Comedy writing is a good example of this because everyone thinks they’re funny but no one wants to put in effort, eat shit, rinse, repeat for 5 years
Comedy writing is a good example of this because everyone thinks they’re funny but no one wants to put in effort, eat shit, rinse, repeat for 5 years
Hey wait a second isn't that the thorne who was selling NFTs and claimed anyone who talked shit was being queerphobic or whatever because the "project"(scam) was coming from a queer angle or whatever the fuck
Fair, but that process is how we got Bill Maher, Jay Leno, and Joe Rogan.
It's also how we got the greatest comedy minds of our generation and thousands of people who don't suck shit, so maybe don't blame the process of practicing your craft on the success of a few shitheads
easy bro
Girls endure more social pressure than boys. Telling jokes is the height of social risk. You jump in and interrupt whatever’s going on. What if nobody laughs? What if people think I’m weird? Part of hiring more women in comedy is encouraging girls to do it early
Making animals in 2025 look like Lisa Frank critters from 1989 is not “art”, “talent”, or “interesting”
Yeah if it feels like a painful slog to learn something and you don't enjoy learning And practicing then you should probably make peace with the fact that you like the idea of it but don't actually enjoy it.
It's akin to wanting to be a popstar but not actually liking to sing or dance or write. You like the idea of people admiring you for a skill, but you have no interest in doing the thing you want to be admired for lol.
It applies elsewhere, too. In strength sports, the all-time great Ronnie Coleman made it a catchphrase: "Everybody wants to be a bodybuilder, but nobody wants to lift these heavy-ass weights." He'd yell it to psych himself up before a set, then say "but I will!" and lift something ludicrously heavy.
Wilkie Mahoney expressed his thoughts on comedy writing in a letter to my father,
Wait, are we supposed to stop eating shit after 5 years?
This reminds me of people who ask professional writers if someone might 'steal their idea'. Ideas are easy, writers already have 100s of them. It's actually writing the whole thing that's hard. And AI will never write it for you in a way that is anything other than derivative, generic or anodyne.
Every well known stand up comic has a story they tell in interviews describing disastrous early shows. Anyone with any sense must surely realise that no art form involves just rocking up and being brilliant at it first time. These people are just lazy, let's be honest.
When they can make an ai that can get the same puke distance I did after leaving my first open mic, I might reconsider their points.
Right. I mean, *maybe* I'm funny enough to achieve middling success but fuck all that work. I hate work. I'm bad at work. And there are enough professional funny people in the world already.

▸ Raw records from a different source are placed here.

PR #413, opened 2019-03-22
Revert color change to the note for documentation

jmayntzhusen:
As part of the new Umbraco identity on Our the green note was changed to blue. We already have a blue tip though, I think in this instance it should stay the old color to differentiate 🙂


nul800sebastiaan:
👍

PR #415, opened 2019-03-26
Add v7.14 option to version.config

callumbwhyte:
Umbraco 7.14 was released a couple of weeks ago but currently doesn't show up on the list of available versions for packages... I have updated it here!


nul800sebastiaan:
Whoops, my bad, thanks for that @callumbwhyte  ! 👍

Issue #363, opened 2018-12-05
Breadcrumb for the documentation is too dependent on the URL


abjerner:
The breadcrumb for the documentation is based on the URL of each page, and therefore also reflects the casing of the URL. This may not be super important, but it differs from rest of Our, which uses lower case URLs.

As a versioned page is just another file, the name is also part of the URL - eg. `index-v8`. With this being part of the URL, it also shows up in the breadcrumb.

![image](https://user-images.githubusercontent.com/3634580/49529239-e20be700-f8b5-11e8-90b6-03da6dbb49ab.png)

A possible fix could be to build a sitemap of all pages - possibly also extracting the actual title from either the YAML or `<h1>` of each Markdown file. Any thoughts?

nul800sebastiaan:
Thanks @abjerner - I think the Docs team is working on something like this already. Any feedback @jmayntzhusen ?

jmayntzhusen:
We have been working on something similar with seo titles / descriptions, but we dont have anything for breadcrumbs for now. I agree that it could definitely be improved though, and that any "-v" filenames should be changed or removed from the breadcrumb to something better 🙂

nul800sebastiaan:
Should the breadcrumb (in this case) just be "Content Apps (v8)"?

nul800sebastiaan:
Fixed in https://github.com/umbraco/OurUmbraco/pull/416

PR #416, opened 2019-03-28
Remove breamdcrumb for versioned files

jmayntzhusen:
Currently the index filename is included in the breadcrumbs for versioned files, this PR will remove that.

Current state:
Capture

After this fix:
Capture


abjerner:
Awesome 👍 

And just to link your PR with my original issue, it was reported here: https://github.com/umbraco/OurUmbraco/issues/363

PR #417, opened 2019-04-03
Fix broken link after renaming branches in the CMS

jmayntzhusen:
The contribute navigation button didn't work as it has the branch name in the link, and the branches were recently restructured with different names.

Claus has fixed it directly on the live site, but this will need to be merged in for the next deployment so we don't overwrite his change with the error again 🙂


nul800sebastiaan:
👍

PR #432, opened 2019-05-19
enclose most of web.config sections to set inheritInChildApplications…

LottePitcher:
… to false

Needed so that Our can have a child application running in its own application pool (for docfx version of documentation)


emmaburstow:
Hi @LottePitcher 

Thanks so much for your work here. One of us will take a look and let you know if we need anything further from you.

Emma

nul800sebastiaan:
Thanks! 👍

PR #1200, opened 2021-04-05
fix(cli): set a DID with resolvers in daemon

oed:
When running the cli daemon no did resolvers where provided.


stbrody (approved):
Oops, sorry about that, should have tested the daemon before merging.  Thanks for fixing

PR #1202, opened 2021-04-05
feat(core): Limit total number of the tasks executed concurrently

ukstv:
Add one more config parameter: `concurrentTasksLimit`. By default it is the same as `docCacheLimit`.
Sets the upper bound of concurrently processing documents.

### DIFF
--- a/packages/core/src/ceramic.ts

A writing professor once told us, "Writing is not an art. It's a discipline..."
I've heard that to become a writer, you need to spend several 1,000 hours cranking out a few 100s words/hr I can attest that to be a trumpet player, you need several 1,000 hours of not being good to listen to, before people will pay you to play for them I expect these learning curves are typical
I understand frustration but if you "hate" practicing, maybe this isn't your calling? I wish it didn't take me a million hours to make a script better but improving is worth it. Advancements you can only achieve thru AI are akin to the satisfaction people seem to get from successfully stealing jokes
Right? I’m glad there are people who pour their lives into the discipline of drawing and painting because I ain’t doing it!
and i’m so mad when i think about everyone who won’t bother trying now
I don't believe people will stop trying because of AI. Creatives don't become creatives because they want to write prompts. I think there are people who will find good creative uses for AI, but even then, what they do will be nothing like person-who-wishes-they-were-an-artist-but-it's-so-much-work.
I’m reminded of a point in one of Malcolm Gladwell’s books, I think Outliers, where he talks about a study done on musicians; their level vs the amount of practice they did. Unsurprisingly the people practicing more week on week were at a higher level than those not practicing as much. But! >
The study also exposed the myth of the ‘natural talent’, someone who didn’t practice but was amazing, and also found no one who practiced all the time and never got better. Conclusion? Practice works. Put the time and effort into constructive practice at a skill and you _will_ improve.
I really find it hard to empathise with people who complain about how ‘awful’ or ‘miserable’ it is to learn art. Change your mindset. You’re looking at this all wrong. Take joy in the process, not the result, and you’ll find over time the results improve.